Real estate owners often ask themselves if they should own investment real estate personally or through a corporation. There are certain tax consequences and factors to consider in transferring real estate to a corporation. Do you know which?

Holding real estate property personally or in a corporation?

Deciding to hold a real property in a corporation depends on many factors. To begin, a corporation offers limited liability protection. This element of ownership is often the main influence to transfer real estate to a corporation. This is particularly true in circumstances where a taxpayer owns a multi-unit residential complex, and the risk of potential litigation may result in excessive debt, or worse, possible bankruptcy.

Furthermore, holding real estate within a corporation may be tax advantageous. Income from real estate property is most often passive income. Corporations earning passive income are taxed at a higher rate than if the income were to be derived form an active business. However, in some cases, it is possible for the income earned to be taxed as active business income. In these cases, a corporation provides the opportunity for tax deferral and tax savings.

In addition, a corporation may be useful in cases where an individual wishes to transfer property to their next of kin. For estate planning purposes, the value of assets of the corporation are often frozen and the shareholder is given fixed value voting preferred shares. The children are then introduced, by means of a trust or by any other means, to provide them with future growth of the assets, while the taxpayer maintains control of the corporation.

If you already own property personally, and decide to transfer your real estate investment to a corporation. The following components should be considered prior to the transfer.

Taxation on Transfer

The general rule under Canadian tax law is that a transfer of property between an individual and a corporation is a sale at fair market value (FMV), which can result in immediate tax on a capital gain. In most cases, the transfer can be achieved on a tax deferred basis provided you meet certain conditions. The tax can be deferred so long as the conditions are met, and both you and the corporation jointly elect using a prescribed form by the imposed deadline. This is commonly referred to as a “rollover”.

Obtaining Creditor Approval for the Transfer of a Mortgage to the Corporation

Often, creditors will allow a transfer of real estate property. However, permission should be received prior to the transfer, and may entail prepayment penalties depending on the agreement with the creditors.

Mutations Tax, Also Known as Land Transfer Tax

Mutations tax generally apply when there is a change in legal ownership of a property between unrelated persons. However, depending on the province the property is situated, there may be an exemption when a transfer is made to a related party.

In Quebec for instance, there is an exemption from mutations tax when a property held by an individual is transferred to a corporation, and the individual owns 90% or more of the voting rights.

Proper advice should be sought out to make such determination as the transfer simply may not be worth it due to the significant transfer tax.

Sales Tax (GST/HST/PST)

Sales tax generally do not apply to the sale of a residential complex if it is occupied as a place of residence.
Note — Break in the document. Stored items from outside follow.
PR #12246, opened 2026-07-17
feat(rest): hybrid search endpoint (REST Search API 2/4)

g-despot:
## Summary

Second of four PRs splitting #12169 (stacked on #12245; retarget to `stable/v1.38` when that merges).

Adds `POST /v1/search/{collection}/hybrid`: fused keyword + vector search behind the same experimental gate.

- **Spec**: `SearchHybridRequest = allOf[SearchCommon, {query (required, plain string), alpha, fusionType (enum ranked/relativeScore), maxVectorDistance, queryProperties, targetVector}]`.
- **Handler**: `parseHybrid` mirrors the gRPC parser **for the implemented fields** — alpha/fusion defaults from `common_filters`, `maxVectorDistance` → distance cutoff, property lowercasing with `^boost` pass-through, and the vectorizer pre-check is alpha-gated (a module is only required above alpha 0, so alpha 0 works on module-free collections). Not carried over from gRPC: the hybrid `vector`/sub-search params and keyword-leg `searchOperator` (documented deferrals) and the `after` cursor; vector/vectors in `returnMetadata` is a shared `SearchCommon` limit.
- **Authz sweeps**: hybrid gets the same valid-body special-case and viewer read-allowlist entry as near-text/bm25 (the generated `allOf` body is `{}` and 422s at bind before authz).

## Testing

Unit (`-race`) + linters green; `test/acceptance/rest_search` (near-text, bm25, hybrid) and the three all-endpoints authz sweeps green against a locally built image.

PR #12169, opened 2026-07-14
feat(rest): REST Search API — bm25, hybrid, near-object and aggregate endpoints

g-despot:
Completes the REST Search API ([RFC](https://app.notion.com/p/weaviate/RFC-PRD-REST-Search-API-over-QUERY-POST-39570562ccd6810dbb9aca674488c675)) on top of the merged near-text endpoint (#12077), adding the remaining four endpoints on the same handler seam, response envelope and error contract:

- `POST /v1/search/{collection}/bm25` — `query`, `query_properties`
- `POST /v1/search/{collection}/hybrid` — `query`, `alpha`, `fusion_type`, `max_vector_distance`, `query_properties`, `target_vector`
- `POST /v1/search/{collection}/near-object` — `id`, `certainty`/`distance`, `target_vector`
- `POST /v1/aggregate/{collection}` — Phase-1 counts: `group_by`, `return_metrics: ["count"]`, `where`, `limit` (= max groups)

All POST-only, gated by `EXPERIMENTAL_REST_SEARCH_ENABLED` (checked after authz), RAG and reserved vocabulary still 422. As-built contract and decision log: `docs/rest-search-api.md`.

Rebased onto current `stable/v1.38` now that near-text is merged, which resolves the earlier conflicts.

### Implementation

| File | Δ | Change |
|---|---|---|
| `openapi-specs/schema.json` | +578/−2 | 4 paths + models; `AggregateRequest` is standalone, not `SearchCommon` (`limit` = max groups) |
| `rest/search/request.go` | +302/−7 | Param builders for the four endpoints |
| `rest/search/aggregate.go` | +258 | Aggregate orchestration over `traverser.Aggregate` |
| `rest/handlers_search.go` | +156/−10 | Route wiring + responders |
| `rest/search/handler.go` | +93/−26 | Generic `execute()` seam; `resolveAuthorizedClass` shared by search + aggregate; `statusFromError` cases |
| `entities/errors/errors_search.go` | +39 | Typed `ErrSourceObjectNotFound` / `ErrSourceObjectNoVector` |
| `traverser/near_params_vector.go` | +15/−8 | Emit the typed source-object errors |
| `traverser/explorer_hybrid.go` | +12/−2 | Wrap vectorization failures as `ErrQueryVectorization` — makes hybrid's 502 real |
| `rest/middlewares.go` | +3/−2 | Op-mode read carve-out for `/v1/aggregate` |

[...]

PR #12248, opened 2026-07-17
feat(rest): near-object search endpoint (REST Search API 3/4)

g-despot:
## Summary

Third of four PRs splitting #12169 (stacked on #12246; retarget as predecessors merge).

Adds `POST /v1/search/{collection}/near-object`: similarity search anchored at an existing object's stored vector, behind the same experimental gate. No vectorizer module involved — module-free collections are fully searchable.

- **Spec**: `SearchNearObjectRequest = allOf[SearchCommon, {id (required, uuid format), certainty, distance, targetVector}]`; declares no 502.
- **Handler**: `parseNearObject` mirrors the gRPC parser (certainty/distance exclusivity, cosine-only certainty 422, target-vector resolution).
- **Typed source-object errors**: `ErrSourceObjectNotFound` (id names no object → 400) and `ErrSourceObjectNoVector` (object has no usable vector for the target → 422) attached at the traverser's source-object resolution; both arrive wrapped in `ErrQueryVectorization`, so their `statusFromError` cases sit above the 502 case (regression-tested).
- **Authz sweeps**: near-object body special-case + viewer read-allowlist entry.

## Testing

Unit (`-race`: search handler, traverser, entities/errors) + linters green; `test/acceptance/rest_search` (all four search endpoints) and the three all-endpoints authz sweeps green against a locally built image.


adapters/handlers/rest/search/handler.go
```diff
@@ -239,6 +239,26 @@ func (h *Handler) Bm25(ctx context.Context, principal *models.Principal,
...
+	paramsBuilder := func(class *models.Class, className string, getClass classGetterFunc) (dto.GetParams, *APIError) {
+		return h.buildNearObjectParams(class, className, body, getClass, principal)
+	}
+	payload, apiErr := h.execute(ctx, principal, collection, body.Tenant, &body.SearchCommon, paramsBuilder)
+	if apiErr != nil && apiErr.Status == http.StatusBadGateway {
+		// near-object calls no embedding provider, so it declares no 502. The
+		// explorer wraps every source-object failure in ErrQueryVectorization,
+		// so whatever statusFromError did not type lands on the 502 arm.
+		apiErr.Status = http.StatusInternalServerError
+	}
```
tsmith023, line 258: This clause is unexpected imo. Is there a genuine downstream service that can return a bad gateway error?

adapters/handlers/rest/search/handler.go
tsmith023, line 367: Ah I see here that we are mapping query vectorisation into bad gateway. imo, this is the wrong HTTP status to return here and it should rather be 500. A 502 is only emitted by a server responding as a proxy to say "I forwarded your request to the downstream server and got nothing back" as a `bad gateway` instead of "an aspect of the internal logic of the server to serve your request broke" which is an `internal server error`

Sorry for missing this in previous reviews. If you agree, are you happy to make this change in this PR or shall we merge all these then add it as a follow up?

adapters/handlers/rest/search/handler.go
g-despot: Will be removed when 500 is changed to 502

adapters/handlers/rest/search/handler.go
g-despot: Good point, I taught it was an elegant solution to distinguish between "our server" error and "another server" error but after further reading I can see how it could be misleading. I will change it in a follow up PR as I need to make some final adjustments to other areas as well if that's ok with you

tsmith023 (approved):

PR #12251, opened 2026-07-17
Fix RBAC regexp

dirkkul:
### Review checklist

### DIFF
--- a/adapters/handlers/rest/authz/validation.go
+++ b/adapters/handlers/rest/authz/validation.go
@@ -62,7 +62,12 @@ func validatePermissions(allowEmpty bool, permissions ...*models.Permission) err
 				multiErr = errors.Join(multiErr, err)
 			}
 		}
+		// Uppercased first, because conv stores the target uppercased and that is the
+		// form the matcher sees. Only the first character is uppercased, so in an
+		// alternation the later branches keep their case: "movies|books" is stored as
+		// "Movies|books" and never matches "Books".
 		className := func(name string) {
+			name = schema.UppercaseClassName(name)
 			_, err := schema.ValidateClassNameIncludesRegex(name)
 			add(err)
 			add(validateRegexTarget("collection", name))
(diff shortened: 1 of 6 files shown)


adapters/handlers/rest/authz/validation.go
```diff
@@ -14,68 +14,121 @@ package authz
...
+		if p := perm.Replicate; p != nil {
+			if p.Collection != nil {
+				className(*p.Collection)
+			}
+			if p.Shard != nil {
+				add(validateRegexTarget("shard", *p.Shard))
+			}
+		}
+		if p := perm.Users; p != nil && p.Users != nil {
+			add(validateRegexTarget("user", *p.Users))
```
tsmith023: **nit:** `"users"` instead of `"user"` to match the `p.Users` field?

usecases/auth/authorization/conv/casbin_types.go
```diff
@@ -116,31 +116,83 @@ func CasbinBackups(class string) string {
...
+	body = strings.ReplaceAll(body, "*", ".*")
+	if !strings.ContainsAny(body, "|^$") {
+		return prefix + body
+	}
+	return prefix + "(" + body + ")"
+}
+
+// unwrapCasbinSegment reverses casbinSegment for read-back: it strips the
+// confinement group so a GET returns the submitted pattern. fromCasbinResource
+// has already restored '*' from '.*'. A bare segment, or a "(...)" a user typed
```
tsmith023: **nit:** the context of the previous action of `fromCasbinResource` shouldn't be in the docstring for this function imo since it adds a dependency between the functions to the docs that would need to be refactored in case the logic changed. Removing `fromCasbinResource has already restored '*' from '.*'` would be preferred to avoid this, wdyt?

tsmith023 (dismissed):

tsmith023 (approved):

PR #12259, opened 2026-07-18
fix(db): ABBA deadlock between replication-config apply and lazy shard load wedges RAFT FSM

jeroiraz:
## Motivation

Forward-port of #12238. `updateReplicationConfig` held `replicationConfigLock` for writing across the shard fan-out (`ForEachLoadedShardConcurrently`), whose `isLoaded()` check takes each `LazyLoadShard`'s mutex. A shard mid-load holds that mutex for the entire load and reads the replication config back through the index (RLock) from `initNonVector` — an ABBA cycle: the updater waits on the shard mutex while the loader's RLock parks behind the queued writer. `updateReplicationConfig` runs on the RAFT FSM apply path (schema update → executor → migrator), so the wedge blocks all further schema applies on that node. Hit whenever a replication-config change lands while a lazy shard loads, e.g. hashbeat-triggered loads right after a node rejoins.

## Approach

Scope the write lock to the config field mutation only, then fan out without it. This is safe: loads that start after the unlock read the new config, and `isLoaded()` blocks on in-flight loads, so no loaded shard can miss the update.

Where this diverges from #12238: there, the only fan-out caller is the single-threaded FSM apply, so dropping the lock was enough. Here `reconcileAsyncReplication` — the runtime `ASYNC_REPLICATION_DISABLED` flag hook, running on a background goroutine (`configure_api.go`) — shares the fan-out and previously took the same write lock, i.e. the identical deadlock existed on a second path, and two fan-outs can genuinely race. A new `asyncReplicationApplyLock` serializes complete fan-outs, and each fan-out snapshots the config and replication factor under a brief RLock after acquiring it, so the last fan-out always applies the freshest state and a stale snapshot can never clobber a fresher one.

Explicitly re-verified that #12034's orphan-Deregister protection is unaffected: that invariant is enforced per-shard by `asyncReplicationRWMux` (Deregister under the shard write lock plus the enable goroutines' self-deregister guards) and never depended on `replicationConfigLock` — `rebuildHashtree` already runs disable→enable without it.

## Key areas for review

- `adapters/repos/db/index.go` `updateReplicationConfig` — write lock now scoped to the field mutation (in a closure so the unlock is panic-safe); verify nothing relied on the lock spanning the fan-out
- `adapters/repos/db/index.go` `applyAsyncReplicationToLoadedShards` — the apply-lock + snapshot-at-start discipline; the stale-clobber argument lives here
- `adapters/repos/db/index.go` `asyncReplicationEnabledForShardRF` — RF passed as a snapshot so the lock-free fan-out can use it; the locked `asyncReplicationEnabledForShard` remains for callers already holding the RLock
- `adapters/repos/db/shard_async_replication.go` — comment-only updates: the "concurrent updateReplicationConfig can't interleave" reasoning changed now that the writer no longer spans applies

## Risks and mitigations

- **Stale config applied to shards**: concurrent FSM apply and runtime-flag reconcile could interleave per-shard enables. Mitigated by serializing whole fan-outs on `asyncReplicationApplyLock` with the snapshot taken after acquiring it — the later fan-out's snapshot is at least as fresh.
- **A shard misses the update**: a load finishing between unlock and fan-out already read the new config; a mid-load shard blocks `isLoaded()` until done and is then covered by the fan-out.
- **New lock ordering**: `asyncReplicationApplyLock` is only acquired in `applyAsyncReplicationToLoadedShards`, always before the config RLock and shard mutexes; no path holding anything the fan-out blocks on ever waits on it.
- **FSM apply latency**: a config apply can now queue behind an in-flight runtime-flag reconcile fan-out (hashtree disk I/O) — bounded by one fan-out, the same class of wait the old write lock already imposed.

## Testing

- Red phase (fix reverted): `TestUpdateReplicationConfig_DeadlocksAgainstLazyShardLoad` and `TestReconcileAsyncReplication_DeadlocksAgainstLazyShardLoad` both wedge for 15s and dump the exact cycle — `Load → initNonVector → AsyncReplicationEnabledForShard` parked in `RLock`, the fan-out parked in `isLoaded` on the shard mutex.
- The interleaving is forced deterministically (no retries, no sleeps): a gated alloc-checker parks `Load` inside its critical section before its config reads; the update path observes the queued writer via `TryRLock`, the reconcile path observes the fan-out blocked on the mid-load shard via stack inspection; every sync point fails the test loudly if not reached.
- `TestUpdateReplicationConfig_SequentialWithLazyShard` is the control: both ops succeed when they don't overlap, pinning failures on the interleaving rather than the fixture.
- Fixture: `newLazyLoadRepo` extracted unchanged from the add-property lazy tests; the deadlock tests register no Shutdown cleanup since a reproduced deadlock would hang it.
- Green: all three tests pass `-race -count 20`; full `./adapters/repos/db` unit suite (`-race`) and integration suite (`-tags integrationTest -race`) pass; `golangci-lint` and the goroutine linter are clean.

### DIFF
--- a/adapters/repos/db/index.go
+++ b/adapters/repos/db/index.go
@@ -319,7 +319,10 @@ type Index struct {
 	allShardsReady atomic.Bool
 	allocChecker   memwatch.AllocChecker
 
-	replicationConfigLock     sync.RWMutex
+	replicationConfigLock sync.RWMutex
+	// serializes applyAsyncReplicationToLoadedShards fan-outs so a stale
+	// snapshot cannot clobber a fresher one
+	asyncReplicationApplyLock sync.Mutex
 	asyncReplicationScheduler *AsyncReplicationScheduler
 
 	shardLoadLimiter  *loadlimiter.LoadLimiter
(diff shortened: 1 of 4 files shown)


jeroiraz:
Superseded by #12195: the latest review round there asked for exactly this serialization, so #12195 now ports both mechanisms from this PR — the apply lock serializing config fan-outs (snapshotting config, factor, and the global-disable flag after acquiring it) and the factor-as-snapshot gate — and extends them to two appliers this PR predates: the aborted-offload resume and the scheduler's hashtree rebuild. Once #12195 merges, this PR can be closed.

Transfers of commercial properties, on the other hand, are usually taxable. Commercial properties for example, can include a rental property where the tenants are operating a commercial business. In the case where a property is transferred to a corporation, the purchasing corporation will be required to pay GST/HST/PST on the FMV of the property.

Fortunately, there are special provisions in the Excise Tax Act that relieve the seller and the purchaser from having to charge and remit sales tax provided certain conditions have been met (i.e. the purchaser must be registered for GST/QST, and the purchaser must be acquiring the real estate for use or supply primarily in the course of commercial activities). Should the conditions be met, the purchaser must self-assess the amount of tax owing and report the amounts on their GST/QST return in the reporting period in which the transfer is made, while at the same time claiming an input tax credit (ITC) thus eliminating the need to remit the tax.

Obtaining Fair Market Value Appraisals

Normally, real estate property transfers should be done at FMV between taxpayers. Obtaining a third-party appraisal is necessary to avoid any unfavorable assessments by the Canada Revenue Agency (ARC) in circumstances where the transfer is made to a corporation in which there are other unrelated shareholders. Often, when a property is rolled into a corporation, the consideration received in exchange for the property should equal the FMV of the property being transferred and would be made up in the form of cash or promissory notes if there is not sufficient cash and shares of the corporation. In cases where there is no appraisal available, a price adjustment clause will generally form part of the transfer agreement which can be relied on if there is a disagreement with the CRA with respect to the FMV of the property. A price adjustment clause provides an added protection to both the transferor and transferee.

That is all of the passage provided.